→ **WHAT TO WORK ON**
Below are the records; copy each line in which "another" can be found.

→ **THE DATA**
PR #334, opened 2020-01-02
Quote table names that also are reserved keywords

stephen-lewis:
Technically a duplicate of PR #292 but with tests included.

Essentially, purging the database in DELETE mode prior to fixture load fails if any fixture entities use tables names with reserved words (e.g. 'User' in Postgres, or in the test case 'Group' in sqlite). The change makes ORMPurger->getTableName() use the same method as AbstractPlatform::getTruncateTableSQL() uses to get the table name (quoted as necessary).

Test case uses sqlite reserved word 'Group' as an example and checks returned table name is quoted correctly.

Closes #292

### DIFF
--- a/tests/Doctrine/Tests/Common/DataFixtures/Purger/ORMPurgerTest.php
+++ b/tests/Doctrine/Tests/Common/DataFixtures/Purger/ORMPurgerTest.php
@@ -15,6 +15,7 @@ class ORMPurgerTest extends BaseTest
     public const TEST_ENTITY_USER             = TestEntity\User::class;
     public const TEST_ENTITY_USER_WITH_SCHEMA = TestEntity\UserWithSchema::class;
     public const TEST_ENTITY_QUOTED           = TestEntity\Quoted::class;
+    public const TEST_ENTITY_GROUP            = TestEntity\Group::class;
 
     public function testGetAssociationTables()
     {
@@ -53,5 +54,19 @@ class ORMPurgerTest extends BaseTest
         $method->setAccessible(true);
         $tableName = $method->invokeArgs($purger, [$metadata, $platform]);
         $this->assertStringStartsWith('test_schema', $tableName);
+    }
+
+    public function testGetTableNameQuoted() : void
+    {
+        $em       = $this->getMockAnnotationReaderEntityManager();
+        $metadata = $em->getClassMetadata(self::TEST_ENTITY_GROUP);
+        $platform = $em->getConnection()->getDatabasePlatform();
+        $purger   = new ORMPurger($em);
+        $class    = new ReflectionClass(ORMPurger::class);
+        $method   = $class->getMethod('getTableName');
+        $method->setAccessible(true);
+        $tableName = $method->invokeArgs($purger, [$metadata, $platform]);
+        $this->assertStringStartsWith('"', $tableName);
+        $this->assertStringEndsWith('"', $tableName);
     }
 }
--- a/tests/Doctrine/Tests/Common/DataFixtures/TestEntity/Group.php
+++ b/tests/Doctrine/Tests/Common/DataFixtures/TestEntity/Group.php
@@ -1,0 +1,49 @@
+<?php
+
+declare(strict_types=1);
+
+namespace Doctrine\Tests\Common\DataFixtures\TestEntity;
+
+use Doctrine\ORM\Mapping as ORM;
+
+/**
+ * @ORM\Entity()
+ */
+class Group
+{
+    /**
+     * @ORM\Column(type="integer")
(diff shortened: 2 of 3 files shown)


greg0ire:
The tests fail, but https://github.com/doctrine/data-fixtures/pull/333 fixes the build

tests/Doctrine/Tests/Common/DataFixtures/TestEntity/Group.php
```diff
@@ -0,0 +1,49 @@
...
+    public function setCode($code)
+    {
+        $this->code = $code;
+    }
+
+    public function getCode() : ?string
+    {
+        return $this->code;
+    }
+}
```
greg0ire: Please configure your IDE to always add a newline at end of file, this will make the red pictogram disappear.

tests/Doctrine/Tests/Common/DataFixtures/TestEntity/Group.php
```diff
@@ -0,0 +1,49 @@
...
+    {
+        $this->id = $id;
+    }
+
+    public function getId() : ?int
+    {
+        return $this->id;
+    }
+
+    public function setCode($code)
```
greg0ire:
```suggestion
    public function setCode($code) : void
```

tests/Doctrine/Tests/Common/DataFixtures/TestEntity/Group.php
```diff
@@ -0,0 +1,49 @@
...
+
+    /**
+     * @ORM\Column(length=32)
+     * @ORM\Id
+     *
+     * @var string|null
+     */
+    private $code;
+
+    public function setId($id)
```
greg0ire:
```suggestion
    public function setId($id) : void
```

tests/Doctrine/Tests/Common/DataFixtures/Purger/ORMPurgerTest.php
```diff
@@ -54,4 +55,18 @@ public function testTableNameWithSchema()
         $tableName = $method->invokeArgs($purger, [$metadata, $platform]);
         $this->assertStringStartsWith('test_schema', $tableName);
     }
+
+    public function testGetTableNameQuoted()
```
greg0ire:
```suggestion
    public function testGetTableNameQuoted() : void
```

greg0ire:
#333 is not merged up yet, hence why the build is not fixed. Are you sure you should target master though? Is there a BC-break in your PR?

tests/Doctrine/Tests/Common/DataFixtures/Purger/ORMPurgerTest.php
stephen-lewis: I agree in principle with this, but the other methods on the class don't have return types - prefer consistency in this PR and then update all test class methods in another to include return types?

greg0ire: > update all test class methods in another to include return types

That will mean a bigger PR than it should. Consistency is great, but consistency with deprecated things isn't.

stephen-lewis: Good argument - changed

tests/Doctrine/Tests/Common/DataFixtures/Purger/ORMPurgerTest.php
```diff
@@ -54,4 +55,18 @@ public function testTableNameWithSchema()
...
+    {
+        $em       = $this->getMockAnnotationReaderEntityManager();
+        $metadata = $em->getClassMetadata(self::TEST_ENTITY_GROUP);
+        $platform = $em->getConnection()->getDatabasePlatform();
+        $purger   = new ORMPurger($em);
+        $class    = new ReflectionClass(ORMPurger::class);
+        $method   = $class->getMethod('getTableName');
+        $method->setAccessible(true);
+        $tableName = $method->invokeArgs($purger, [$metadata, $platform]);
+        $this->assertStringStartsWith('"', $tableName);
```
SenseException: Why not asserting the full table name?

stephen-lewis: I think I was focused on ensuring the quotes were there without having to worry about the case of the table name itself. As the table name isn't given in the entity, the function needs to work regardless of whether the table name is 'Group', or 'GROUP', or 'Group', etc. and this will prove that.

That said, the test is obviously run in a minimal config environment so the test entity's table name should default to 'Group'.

→ **YOUR RESPONSE**
stephen-lewis: I agree in principle with this, but the other methods on the class don't have return types - prefer consistency in this PR and then update all test class methods in another to include return types?
greg0ire: > update all test class methods in another to include return types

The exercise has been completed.